Dr. Christian Caamaño Carrillo focuses on developing and applying advanced statistical methods to solve complex real-world problems. Their main research areas include spatial statistics, where they work on modeling spatial and spatio-temporal processes; semiparametric models, which offer flexible approaches for data with both structured and unstructured components; time series analysis, particularly in economic and environmental contexts; and distribution theory, addressing the properties and applications of probability distributions beyond standard Gaussian assumptions. A notable part of their work involves modeling environmental and geostatistical data using robust techniques that handle skewness and heavy-tailed behavior, such as skew-t processes.
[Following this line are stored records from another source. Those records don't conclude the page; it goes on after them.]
PR #969, opened 2020-09-30
Update README.md

printfMayank:


kotp:
The sentiment is appreciated, but not sure that it should be a new heading level.

Might save this change for when there is a bit of a larger reorganization that needs to be done?

PR #999, opened 2021-06-02
Small grammatical change

eikooc:
Fixed the classic you're vs. your


iHiD:
@eikooc Thanks for this. The existing website is now redundant (we rewrote it from scratch) pending the launch of Exercism v3, and no longer deployed. So this won't make it - sorry. But thank you!

Issue #837, opened 2024-08-29
Validate fails incorrectly for integer values


tylergannon:
Your issue may already be reported!
Please search on the [issue tracker](https://github.com/sashabaranov/go-openai/issues) before creating one.

**Describe the bug**
Validator fails on schema type "integer".

**To Reproduce**
Make a schema that contains an integer data type and then validate an object using that schema.

**Expected behavior**
Validation should pass

**Additional context**

Golang unmarshals all numbers as float64.  The type check for `data.(int)` therefore fails.

What will succeed will be 
```
	case jsonschema.Integer:
		if num, ok := data.(float64); ok {
			if num == float64(int64(num)) {
				return true
			}
		}
		if _, ok := data.(int); ok {
			return true // Just in case other versions of Golang support this
		}

```

I don't have the time to create a PR at this point so I've just copied your `validate.go` into my own codebase FTTB.

PR #852, opened 2024-09-17
fix: jsonschema integer validation

WeiAnAn:
**Describe the change**
Fix the jsonschema validation failed failure on the integer field.

**Describe your solution**
Follow the #837 instruction. Because go unmarshalls all numbers as float64, we should check the value is an integer.

**Tests**
Add `jsonschema.Integer` cases, include a success and a failed case.

**Additional context**

Issue: #837

### DIFF
--- a/jsonschema/validate_test.go
+++ b/jsonschema/validate_test.go
@@ -86,14 +86,6 @@ func TestUnmarshal(t *testing.T) {
 		content []byte
 		v       any
 	}
-	var result1 struct {
-		String string  `json:"string"`
-		Number float64 `json:"number"`
-	}
-	var result2 struct {
-		String string  `json:"string"`
-		Number float64 `json:"number"`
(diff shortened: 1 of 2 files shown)


sashabaranov:
Thank you for the PR! Looks good, and here's a minimal example validating the float64 argument https://go.dev/play/p/VRMIyt9Zjqz

jsonschema/validate_test.go
```diff
@@ -94,6 +94,10 @@ func TestUnmarshal(t *testing.T) {
 		String string  `json:"string"`
 		Number float64 `json:"number"`
 	}
+	var result3 struct {
```
sashabaranov, line 97: Could we maybe inline all these result1,2,3 please?

sashabaranov (approved):
thank you!!

Issue #836, opened 2024-08-28
Modify assistant notice: invalid character '<' looking for beginning of value


WangQuanTang:
Your issue may already be reported!
Please search on the [issue tracker](https://github.com/sashabaranov/go-openai/issues) before creating one.

**Describe the bug**
When I do an update to assistant it says: "error, status code: 403, message: invalid character '<' looking for beginning of value"

**To Reproduce**
```
// UpdateAssistant update assistant
func (service *RemoteAssistantService) UpdateAssistant(ctx context.Context, updateAssistantReq UpdatedAssistantReq) error {
	tools, err := formatAssistantTools(updateAssistantReq.Tools)
	if err != nil {
		return err
	}

	toolResources, err := formatAssistantToolResources(updateAssistantReq.ToolResources)
	if err != nil {
		return err
	}

	assistantRequest := openai.AssistantRequest{
		Model:         updateAssistantReq.Model,
		Instructions:  &updateAssistantReq.Instructions,
		Name:          &updateAssistantReq.Name,
		Tools:         tools,
		ToolResources: &toolResources,
	}
	if updateAssistantReq.Instructions != "" {
		assistantRequest.Instructions = &updateAssistantReq.Instructions
	}

	_, err = service.OpenAiClient.ModifyAssistant(ctx, updateAssistantReq.AssistantAppId, assistantRequest)
	if err != nil {
		return err
	}

	return nil
}
```

**Expected behavior**
I tried to google some solutions. Some said it was because of the proxy, and some said it was a situation that could only be reproduced by chance. My previous project also used `go-openai`, `version v1.26.0`, and the same update operation was successful in the previous project. By printing the context, client and request parameters, they are almost the same. Therefore, I judged that there was no problem with my code, and it might be other abnormalities.
When I upgraded to v1.29.0, the issue still exists.

**Screenshots/Logs**
```
error, status code: 403, message: invalid character '<' looking for beginning of value
```

**Environment (please complete the following information):**
 - go-openai version: go-openai v1.27.0
 - Go version: version go1.22.5
 - OpenAI API version: [e.g. v2]
 - OS: [e.g. Ubuntu 20.04]

gspeicher:
[...]

Issue #777, opened 2024-06-25
Unclear error messages for failure errors (x < 200 and x >= 400), 413 in this case


arshamalh:
**Describe the bug**
Trying to transcribe an mp3 file which happens to be larger than expected, using the snippet below:
```go
config := openai.DefaultConfig("<token>")
client := openai.NewClientWithConfig(config)
req := openai.AudioRequest{
	Model:    openai.Whisper1,
	FilePath: "music.mp3",
}
resp, err := client.CreateTranscription(context.TODO(), req)
if err != nil {
	fmt.Printf("Transcription error: %v\n", err)
	return
}
fmt.Println(resp.Text)
```
the code returns this error:
```
error, status code: 413, message: invalid character '<' looking for beginning of value
```

OK, what is it all about? Is 413 an HTTP status code? where did '<' come from?

So I started to investigate, yep, 413 is an HTTP status code, but the error comes after it `message: invalid character '<' looking for beginning of value`, has nothing about the 413, and comes from json package which expects a json response.

it's a little bit confusing.
logging the error inside handleErrorResp method (`go-openai@v1.26.0/client.go:259`):
```html
<html>
<head><title>413 Request Entity Too Large</title></head>
<body>
<center><h1>413 Request Entity Too Large</h1></center>
<hr><center>nginx</center>
</body>
</html>
```

**Expected behavior**
I expected handleErrorResp returns a clear error like `Request Entity Too Large` before it tries to unmarshal an HTML, leading to a wrong second error.

**Environment (please complete the following information):**
 - go-openai version: v1.26.0
 - Go version: v1.21.0
 - OpenAI API version: v1
 - OS: macOS

**Additional context**
I don't exactly remember but I think I had the same issue with rate limit related errors earlier.

arshamalh:
I'm willing to open a PR if the issue sounds reasonable.

arshamalh:
Changing the AudioRequest to:
```go
req := openai.AudioRequest{
	Model:    openai.Whisper1,
	FilePath: "hashhashhash",
}
```
the file is MP3, but I didn't include the extension, the error I get is still from json package:
```
error, status code: 500, message: invalid character 'e' looking for beginning of value
```

but I expect to get something at least like the one server is returning:
```
error decoding MP3 file, make sure you send a valid MP3 file.
```

PR #856, opened 2024-09-20
Optimize Client Error Return

eiixy:
fix: #836 #806 #777


j2gg0s:
Can we add a field to RequestError to log the body when the server returns a response that is neither JSON nor an ErrorResponse?

sashabaranov (approved):
Great job, thank you!

PR #857, opened 2024-09-20
add max_completions_tokens for o1 series models

chococola:
**Describe the change**
For new `o1 series models` attribute `max_tokens` not working. In documentation this field marks deprecated.
OpenAi introduced new attribute  `max_completion_tokens`.

```
To manage costs with the o1 series models, you can limit the total number of tokens the model generates (including both reasoning and completion tokens) by using the [max_completion_tokens](https://platform.openai.com/docs/api-reference/chat/create#chat-create-max_completion_tokens) parameter.

In previous models, the max_tokens parameter controlled both the number of tokens generated and the number of tokens visible to the user, which were always equal. However, with the o1 series, the total tokens generated can exceed the number of visible tokens due to the internal reasoning tokens.

Because some applications might rely on max_tokens matching the number of tokens received from the API, the o1 series introduces max_completion_tokens to explicitly control the total number of tokens generated by the model, including both reasoning and visible completion tokens. This explicit opt-in ensures no existing applications break when using the new models. The max_tokens parameter continues to function as before for all previous models.
```

https://platform.openai.com/docs/api-reference/chat/create#chat-create-max_tokens
https://platform.openai.com/docs/api-reference/chat/create#chat-create-max_completion_tokens
https://platform.openai.com/docs/guides/reasoning/controlling-costs
https://community.openai.com/t/why-was-max-tokens-changed-to-max-completion-tokens/938077

**Describe your solution**
Update `ChatCompletionRequest` model

### DIFF
--- a/chat.go
+++ b/chat.go
@@ -371,6 +371,10 @@ func (c *Client) CreateChatCompletion(
 		return
 	}
 
+	if err = validateRequestForO1Models(request); err != nil {
+		return
+	}
+
 	req, err := c.newRequest(
 		ctx,
 		http.MethodPost,
--- a/chat.go
+++ b/chat.go
@@ -200,18 +200,25 @@ type ChatCompletionResponseFormatJSONSchema struct {
 
 // ChatCompletionRequest represents a request structure for chat completion API.
 type ChatCompletionRequest struct {
-	Model            string                        `json:"model"`
-	Messages         []ChatCompletionMessage       `json:"messages"`
-	MaxTokens        int                           `json:"max_tokens,omitempty"`
-	Temperature      float32                       `json:"temperature,omitempty"`
-	TopP             float32                       `json:"top_p,omitempty"`
-	N                int                           `json:"n,omitempty"`
-	Stream           bool                          `json:"stream,omitempty"`
-	Stop             []string                      `json:"stop,omitempty"`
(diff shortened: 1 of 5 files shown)


chococola:
@sashabaranov please take a look to the PR 🙃

sashabaranov:
@chococola great catch, thank you for the PR!

Could we also panic when o1 is used and max_tokens≠0?

sashabaranov:
Or just return an error, panic might be too much :)

chococola:
> @chococola great catch, thank you for the PR!
> 
> Could we also panic when o1 is used and max_tokens≠0?

panic would be to much, and propably break backwards capabilities for oldest models. 

Maybe we should mark attribute as deprecated ? or leave the comment?


> return an error 

in all places ? and what about batch requests ?

sashabaranov:
@chococola let's cover the most frequent chat completion + streaming case, all other cases would eventually be covered by other PRs :D

chococola:
@sashabaranov  i add validation check for `o1 series models` and add some validation for fields which are limited in beta 
https://platform.openai.com/docs/guides/reasoning/beta-limitations

sashabaranov (approved):
Wow, o1 is a can of worms! Thank you so much for looking so deeply into this! 🙌🏻

PR #860, opened 2024-09-24
Fix max_completion_tokens

alexsacr:
The json tag is incorrect, and results in an error from the API when using the o1 model.  

I didn't modify the struct field name to maintain compatibility if anyone else had started using it, but it wouldn't work for them either.


l-winston (approved):
lgtm

sashabaranov (approved):
Thank you!

PR #861, opened 2024-09-24
fix: ParallelToolCalls should be added to RunRequest

kenshin54:
Sorry about that, my previous PR #847 didn't add this field into to the correct struct, it should be added to `RunRequest`, but not `Run`.

[Provide a relevant API doc from https://platform.openai.com/docs/api-reference](https://platform.openai.com/docs/api-reference/runs/createRun#runs-createrun-parallel_tool_calls)


sashabaranov (approved):
Thank you!

PR #863, opened 2024-09-26
feat: usage struct add CompletionTokensDetails

liushuangls:
referenced document: https://platform.openai.com/docs/api-reference/chat/object#chat/object-usage


sashabaranov (approved):
Thank you!

PR #864, opened 2024-09-26
add jailbreak filter result, add ContentFilterResults on output

juliomartinsdev:
Adding field for prompt_filter_results which is in the open content filters to assess the content of the user input. Current implementation in go-openai will only return content filter information on the model output using ChatCompletionResponse. This is for AzureOpenAI spec.

Adding field for content_filter_results which is in the open content filters to assess the content of the user input. Current implementation in go-openai will only return content filter information on the model output using ChatCompletionChoice. This is for AzureOpenAI spec.

Adding field for jailbreak which is in a content filter. Current implementation in go-openai will only return content filter information on the error output using InnerError.ContentFilterResults. This is for AzureOpenAI spec.

Provide OpenAI documentation link
Relevant API doc: https://learn.microsoft.com/en-us/azure/ai-services/openai/concepts/content-filter

Describe your solution
Change struct

### DIFF
--- a/chat.go
+++ b/chat.go
@@ -344,19 +344,21 @@ type ChatCompletionChoice struct {
 	// function_call: The model decided to call a function
 	// content_filter: Omitted content due to a flag from our content filters
 	// null: API response still in progress or incomplete
-	FinishReason FinishReason `json:"finish_reason"`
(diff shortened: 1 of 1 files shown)


sashabaranov (approved):
Thank you!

They are also engaged in methodological innovations for composite likelihood estimation and nearest-neighbor approaches in large spatial datasets. Through interdisciplinary collaborations, Dr. Christian Caamaño Carrillo applies these methods to areas such as environmental monitoring, mineral deposit modeling, and economic indicator estimation, bridging theory and practice in statistical science.

Awards and Honors

Dr. Christian Caamaño Carrillo has earned recognition in the academic community through sustained contributions to spatial statistics and applied statistical modeling. Their doctoral research on non-Gaussian random fields has been cited as a significant methodological advancement in environmental and geostatistical applications. As a faculty member, they have played a key role in developing and teaching specialized statistical courses, shaping the next generation of statisticians in Chile. They have been invited to collaborate with national and international researchers, leading to peer-reviewed publications in respected journals such as Environmetrics. Through graduate thesis supervision and involvement in interdisciplinary projects, Dr. Christian Caamaño Carrillo has contributed to advancing statistical applications in environmental sciences, mining, and economics. While formal awards were not listed, their academic trajectory demonstrates consistent professional excellence and recognition through publications, collaborations, and contributions to statistical education and methodology.

Publication Top Notes

Conclusion

Caamaño-Carrillo is a qualified and accomplished researcher, with a strong academic background, research experience, and teaching expertise. Their research areas are relevant and important in the field of statistics, and their publication record demonstrates their potential for making significant contributions to their field. With continued research and publication efforts, C. Caamaño-Carrillo has the potential to make a meaningful impact in their field and is a strong candidate for the Best Researcher Award.